SUPPLIED MATERIAL:
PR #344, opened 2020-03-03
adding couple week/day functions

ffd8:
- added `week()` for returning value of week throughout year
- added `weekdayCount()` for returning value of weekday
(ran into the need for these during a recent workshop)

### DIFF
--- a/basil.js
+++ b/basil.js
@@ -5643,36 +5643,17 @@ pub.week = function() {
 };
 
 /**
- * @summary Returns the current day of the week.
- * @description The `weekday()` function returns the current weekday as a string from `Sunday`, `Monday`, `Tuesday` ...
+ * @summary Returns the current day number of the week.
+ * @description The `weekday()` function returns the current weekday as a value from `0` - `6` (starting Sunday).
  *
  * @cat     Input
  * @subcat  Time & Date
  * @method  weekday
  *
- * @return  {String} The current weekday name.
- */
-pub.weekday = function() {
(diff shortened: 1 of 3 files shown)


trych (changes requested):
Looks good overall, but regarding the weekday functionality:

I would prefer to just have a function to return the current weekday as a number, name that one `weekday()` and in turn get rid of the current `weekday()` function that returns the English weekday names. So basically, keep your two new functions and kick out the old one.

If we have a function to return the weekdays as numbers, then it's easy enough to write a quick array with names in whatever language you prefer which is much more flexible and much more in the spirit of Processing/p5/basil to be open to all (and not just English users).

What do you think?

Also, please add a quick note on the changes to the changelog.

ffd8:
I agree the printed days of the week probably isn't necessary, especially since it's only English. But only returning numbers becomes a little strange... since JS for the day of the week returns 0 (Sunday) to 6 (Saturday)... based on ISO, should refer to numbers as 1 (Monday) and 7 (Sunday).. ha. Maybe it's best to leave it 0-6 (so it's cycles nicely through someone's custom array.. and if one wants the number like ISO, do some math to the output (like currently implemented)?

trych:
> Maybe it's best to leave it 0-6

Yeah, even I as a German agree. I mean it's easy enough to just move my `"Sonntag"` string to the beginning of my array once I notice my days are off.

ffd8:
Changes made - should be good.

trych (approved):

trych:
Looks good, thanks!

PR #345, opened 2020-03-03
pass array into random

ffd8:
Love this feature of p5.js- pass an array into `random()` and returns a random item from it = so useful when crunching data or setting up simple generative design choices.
* * *
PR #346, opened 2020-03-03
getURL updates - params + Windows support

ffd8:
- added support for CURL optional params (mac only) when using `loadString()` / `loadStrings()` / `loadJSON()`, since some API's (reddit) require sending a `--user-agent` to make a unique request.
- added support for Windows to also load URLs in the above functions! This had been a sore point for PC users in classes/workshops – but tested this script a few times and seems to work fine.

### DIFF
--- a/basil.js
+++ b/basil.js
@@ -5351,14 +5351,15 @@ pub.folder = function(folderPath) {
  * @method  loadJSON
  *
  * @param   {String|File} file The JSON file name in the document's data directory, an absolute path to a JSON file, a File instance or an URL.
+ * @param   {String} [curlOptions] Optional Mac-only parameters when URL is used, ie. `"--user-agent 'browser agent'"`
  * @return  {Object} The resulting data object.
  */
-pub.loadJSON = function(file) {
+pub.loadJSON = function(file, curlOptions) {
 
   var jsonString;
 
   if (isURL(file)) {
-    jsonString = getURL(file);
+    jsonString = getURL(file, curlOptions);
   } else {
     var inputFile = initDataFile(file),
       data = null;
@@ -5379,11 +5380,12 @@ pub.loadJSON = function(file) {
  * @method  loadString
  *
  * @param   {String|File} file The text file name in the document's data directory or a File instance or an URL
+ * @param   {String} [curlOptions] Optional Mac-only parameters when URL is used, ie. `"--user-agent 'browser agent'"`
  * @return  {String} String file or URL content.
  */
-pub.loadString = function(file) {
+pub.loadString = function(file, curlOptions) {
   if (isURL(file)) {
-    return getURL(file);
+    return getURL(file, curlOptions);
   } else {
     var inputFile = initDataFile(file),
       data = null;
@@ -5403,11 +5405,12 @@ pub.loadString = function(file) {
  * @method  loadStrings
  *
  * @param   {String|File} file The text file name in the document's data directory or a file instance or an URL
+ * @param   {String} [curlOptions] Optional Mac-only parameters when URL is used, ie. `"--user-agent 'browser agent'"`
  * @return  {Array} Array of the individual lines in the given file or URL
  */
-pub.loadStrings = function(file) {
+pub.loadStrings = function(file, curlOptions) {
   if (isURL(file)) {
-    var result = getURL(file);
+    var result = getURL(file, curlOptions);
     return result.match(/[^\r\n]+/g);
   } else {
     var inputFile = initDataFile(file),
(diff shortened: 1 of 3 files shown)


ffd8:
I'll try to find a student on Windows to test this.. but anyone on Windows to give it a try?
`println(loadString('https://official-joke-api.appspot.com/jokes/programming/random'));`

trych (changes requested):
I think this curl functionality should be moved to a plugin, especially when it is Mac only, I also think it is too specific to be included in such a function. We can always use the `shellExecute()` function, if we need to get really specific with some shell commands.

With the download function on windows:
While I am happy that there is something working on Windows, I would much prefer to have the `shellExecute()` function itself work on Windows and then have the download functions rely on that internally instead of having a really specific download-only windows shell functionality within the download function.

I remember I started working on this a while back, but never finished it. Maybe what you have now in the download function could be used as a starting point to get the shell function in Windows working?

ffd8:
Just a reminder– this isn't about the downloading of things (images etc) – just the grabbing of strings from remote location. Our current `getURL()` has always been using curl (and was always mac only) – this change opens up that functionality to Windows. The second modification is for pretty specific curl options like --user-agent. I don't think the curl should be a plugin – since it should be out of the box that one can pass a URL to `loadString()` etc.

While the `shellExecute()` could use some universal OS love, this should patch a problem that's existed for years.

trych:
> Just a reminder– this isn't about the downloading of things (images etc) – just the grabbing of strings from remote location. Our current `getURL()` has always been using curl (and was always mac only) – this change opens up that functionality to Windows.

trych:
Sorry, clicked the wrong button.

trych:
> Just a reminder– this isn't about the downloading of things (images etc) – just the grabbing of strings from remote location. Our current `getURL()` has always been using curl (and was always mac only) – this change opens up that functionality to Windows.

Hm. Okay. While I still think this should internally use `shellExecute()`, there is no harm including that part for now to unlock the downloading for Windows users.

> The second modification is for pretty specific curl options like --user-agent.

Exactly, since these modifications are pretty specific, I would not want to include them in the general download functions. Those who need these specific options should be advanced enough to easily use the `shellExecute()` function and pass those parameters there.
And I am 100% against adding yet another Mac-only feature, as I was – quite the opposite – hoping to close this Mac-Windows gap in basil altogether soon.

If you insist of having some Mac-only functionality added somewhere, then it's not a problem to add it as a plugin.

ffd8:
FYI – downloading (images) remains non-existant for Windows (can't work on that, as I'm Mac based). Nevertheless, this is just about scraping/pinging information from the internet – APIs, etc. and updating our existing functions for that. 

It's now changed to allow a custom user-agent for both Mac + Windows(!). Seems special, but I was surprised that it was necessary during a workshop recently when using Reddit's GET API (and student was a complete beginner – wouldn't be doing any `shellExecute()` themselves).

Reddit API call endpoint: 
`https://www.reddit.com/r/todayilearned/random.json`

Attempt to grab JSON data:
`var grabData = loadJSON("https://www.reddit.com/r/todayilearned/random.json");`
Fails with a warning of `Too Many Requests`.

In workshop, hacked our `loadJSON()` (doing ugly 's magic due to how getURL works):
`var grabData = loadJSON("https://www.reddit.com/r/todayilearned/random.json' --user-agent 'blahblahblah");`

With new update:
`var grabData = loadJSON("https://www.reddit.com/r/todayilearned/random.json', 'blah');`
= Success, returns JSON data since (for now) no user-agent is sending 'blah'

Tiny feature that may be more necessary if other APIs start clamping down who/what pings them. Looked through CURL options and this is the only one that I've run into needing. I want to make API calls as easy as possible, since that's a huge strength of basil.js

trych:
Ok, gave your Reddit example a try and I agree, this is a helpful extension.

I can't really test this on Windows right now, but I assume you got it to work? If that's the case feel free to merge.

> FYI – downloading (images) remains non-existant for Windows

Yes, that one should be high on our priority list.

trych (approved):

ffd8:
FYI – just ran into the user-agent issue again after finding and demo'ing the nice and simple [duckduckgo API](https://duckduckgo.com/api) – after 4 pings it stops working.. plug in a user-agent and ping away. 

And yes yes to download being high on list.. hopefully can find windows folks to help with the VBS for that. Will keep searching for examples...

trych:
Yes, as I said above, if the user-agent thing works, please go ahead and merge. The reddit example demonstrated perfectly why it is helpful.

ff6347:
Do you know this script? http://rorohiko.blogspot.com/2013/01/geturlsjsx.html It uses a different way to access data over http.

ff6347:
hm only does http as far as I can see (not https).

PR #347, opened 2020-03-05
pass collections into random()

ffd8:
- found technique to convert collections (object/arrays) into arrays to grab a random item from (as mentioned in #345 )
* * *
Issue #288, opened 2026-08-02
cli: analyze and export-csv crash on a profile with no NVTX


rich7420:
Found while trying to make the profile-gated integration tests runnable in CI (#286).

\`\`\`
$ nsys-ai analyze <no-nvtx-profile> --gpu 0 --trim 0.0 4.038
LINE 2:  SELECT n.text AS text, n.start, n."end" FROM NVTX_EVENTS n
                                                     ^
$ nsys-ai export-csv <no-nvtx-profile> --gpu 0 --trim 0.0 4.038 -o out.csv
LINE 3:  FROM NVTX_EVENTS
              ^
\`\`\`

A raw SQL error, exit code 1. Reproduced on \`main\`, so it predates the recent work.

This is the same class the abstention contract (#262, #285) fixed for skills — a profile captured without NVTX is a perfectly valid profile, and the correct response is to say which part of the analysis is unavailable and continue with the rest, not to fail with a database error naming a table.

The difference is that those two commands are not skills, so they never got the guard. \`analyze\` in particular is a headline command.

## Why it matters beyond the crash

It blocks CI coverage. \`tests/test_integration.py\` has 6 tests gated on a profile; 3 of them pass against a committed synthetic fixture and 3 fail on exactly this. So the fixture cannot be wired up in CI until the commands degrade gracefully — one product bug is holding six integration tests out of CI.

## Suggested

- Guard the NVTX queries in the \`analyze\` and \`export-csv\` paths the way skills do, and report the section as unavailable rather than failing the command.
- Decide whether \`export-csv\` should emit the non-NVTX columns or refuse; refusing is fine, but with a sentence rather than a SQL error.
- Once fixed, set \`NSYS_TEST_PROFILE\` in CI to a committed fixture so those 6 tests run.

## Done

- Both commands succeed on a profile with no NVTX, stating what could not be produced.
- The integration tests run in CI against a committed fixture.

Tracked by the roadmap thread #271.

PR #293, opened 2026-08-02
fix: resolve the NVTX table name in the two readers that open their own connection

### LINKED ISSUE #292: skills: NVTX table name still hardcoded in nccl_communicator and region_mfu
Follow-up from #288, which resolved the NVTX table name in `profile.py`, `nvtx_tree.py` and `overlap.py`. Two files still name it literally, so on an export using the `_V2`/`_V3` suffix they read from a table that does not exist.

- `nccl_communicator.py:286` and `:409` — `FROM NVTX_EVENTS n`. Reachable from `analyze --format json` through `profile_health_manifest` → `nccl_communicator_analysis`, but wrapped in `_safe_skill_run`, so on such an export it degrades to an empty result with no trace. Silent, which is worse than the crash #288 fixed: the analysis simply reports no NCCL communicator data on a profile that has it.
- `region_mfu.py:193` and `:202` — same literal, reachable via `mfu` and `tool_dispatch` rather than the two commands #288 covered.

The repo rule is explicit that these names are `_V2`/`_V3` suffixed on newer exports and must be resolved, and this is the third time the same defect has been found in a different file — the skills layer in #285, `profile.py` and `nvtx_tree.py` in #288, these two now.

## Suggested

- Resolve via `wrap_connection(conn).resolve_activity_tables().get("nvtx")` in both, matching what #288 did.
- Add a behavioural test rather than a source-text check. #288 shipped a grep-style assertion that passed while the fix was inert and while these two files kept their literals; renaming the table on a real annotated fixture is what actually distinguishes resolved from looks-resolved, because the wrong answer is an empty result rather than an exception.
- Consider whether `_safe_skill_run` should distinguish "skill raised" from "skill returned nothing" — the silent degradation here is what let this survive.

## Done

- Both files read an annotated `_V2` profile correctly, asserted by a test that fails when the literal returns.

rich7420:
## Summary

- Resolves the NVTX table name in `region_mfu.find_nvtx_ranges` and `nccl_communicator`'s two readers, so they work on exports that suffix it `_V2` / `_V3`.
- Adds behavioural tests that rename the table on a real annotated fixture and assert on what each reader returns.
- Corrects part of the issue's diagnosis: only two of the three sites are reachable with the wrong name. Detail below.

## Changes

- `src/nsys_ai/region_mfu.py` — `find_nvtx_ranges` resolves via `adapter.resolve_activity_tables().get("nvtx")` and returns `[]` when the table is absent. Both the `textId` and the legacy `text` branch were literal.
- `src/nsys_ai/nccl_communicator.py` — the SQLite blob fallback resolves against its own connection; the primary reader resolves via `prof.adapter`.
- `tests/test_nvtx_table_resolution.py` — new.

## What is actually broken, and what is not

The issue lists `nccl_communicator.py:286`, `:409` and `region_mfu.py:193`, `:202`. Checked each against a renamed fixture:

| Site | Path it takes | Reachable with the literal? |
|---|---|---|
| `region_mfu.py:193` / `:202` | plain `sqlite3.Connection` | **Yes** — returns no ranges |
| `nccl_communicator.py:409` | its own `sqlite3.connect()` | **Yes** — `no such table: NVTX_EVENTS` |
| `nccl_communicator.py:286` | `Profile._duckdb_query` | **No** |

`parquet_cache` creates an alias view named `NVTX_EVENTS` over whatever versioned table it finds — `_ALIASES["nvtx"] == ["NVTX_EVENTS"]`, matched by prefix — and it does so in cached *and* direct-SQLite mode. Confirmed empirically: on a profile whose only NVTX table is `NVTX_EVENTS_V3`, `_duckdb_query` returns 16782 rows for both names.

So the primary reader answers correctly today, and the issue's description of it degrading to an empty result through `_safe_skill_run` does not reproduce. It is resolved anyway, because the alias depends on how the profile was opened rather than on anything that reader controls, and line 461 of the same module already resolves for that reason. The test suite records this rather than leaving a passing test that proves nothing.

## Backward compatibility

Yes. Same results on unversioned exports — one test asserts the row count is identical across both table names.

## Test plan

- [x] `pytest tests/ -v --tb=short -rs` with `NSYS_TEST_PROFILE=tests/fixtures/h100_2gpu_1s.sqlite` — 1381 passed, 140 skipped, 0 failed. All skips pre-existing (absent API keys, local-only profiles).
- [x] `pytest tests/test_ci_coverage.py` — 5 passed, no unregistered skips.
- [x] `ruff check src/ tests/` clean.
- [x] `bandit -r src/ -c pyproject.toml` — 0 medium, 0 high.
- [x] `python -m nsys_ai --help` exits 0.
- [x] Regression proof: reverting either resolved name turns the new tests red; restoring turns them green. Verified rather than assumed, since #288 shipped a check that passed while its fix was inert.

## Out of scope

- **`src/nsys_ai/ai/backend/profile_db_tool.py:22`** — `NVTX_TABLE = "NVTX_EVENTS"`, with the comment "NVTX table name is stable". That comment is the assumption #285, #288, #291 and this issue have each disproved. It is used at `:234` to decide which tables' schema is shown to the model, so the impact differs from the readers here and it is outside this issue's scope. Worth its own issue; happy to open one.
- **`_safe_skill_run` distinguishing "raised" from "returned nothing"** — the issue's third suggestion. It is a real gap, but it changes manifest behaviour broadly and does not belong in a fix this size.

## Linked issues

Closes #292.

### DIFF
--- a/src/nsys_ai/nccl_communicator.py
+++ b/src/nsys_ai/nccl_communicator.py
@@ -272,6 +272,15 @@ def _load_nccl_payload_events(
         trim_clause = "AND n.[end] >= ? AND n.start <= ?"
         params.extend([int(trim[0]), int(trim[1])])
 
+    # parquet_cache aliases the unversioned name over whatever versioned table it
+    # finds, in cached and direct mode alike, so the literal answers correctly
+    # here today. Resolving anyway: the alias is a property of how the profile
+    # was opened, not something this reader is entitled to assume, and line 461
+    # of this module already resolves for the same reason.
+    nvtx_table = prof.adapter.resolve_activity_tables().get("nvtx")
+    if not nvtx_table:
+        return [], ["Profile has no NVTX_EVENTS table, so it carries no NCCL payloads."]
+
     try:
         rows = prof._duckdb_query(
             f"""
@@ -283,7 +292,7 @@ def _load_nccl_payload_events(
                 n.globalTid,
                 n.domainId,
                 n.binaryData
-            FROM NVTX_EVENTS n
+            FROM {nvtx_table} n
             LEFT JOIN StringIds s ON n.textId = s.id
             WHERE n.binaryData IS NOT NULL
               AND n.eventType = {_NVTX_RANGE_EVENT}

WHAT THE EXERCISE ASKS:
Please show every line of the entries above that contains the word "crash".

TASK RESULT:
cli: analyze and export-csv crash on a profile with no NVTX
## Why it matters beyond the crash
- `nccl_communicator.py:286` and `:409` — `FROM NVTX_EVENTS n`. Reachable from `analyze --format json` through `profile_health_manifest` → `nccl_communicator_analysis`, but wrapped in `_safe_skill_run`, so on such an export it degrades to an empty result with no trace. Silent, which is worse than the crash #288 fixed: the analysis simply reports no NCCL communicator data on a profile that has it.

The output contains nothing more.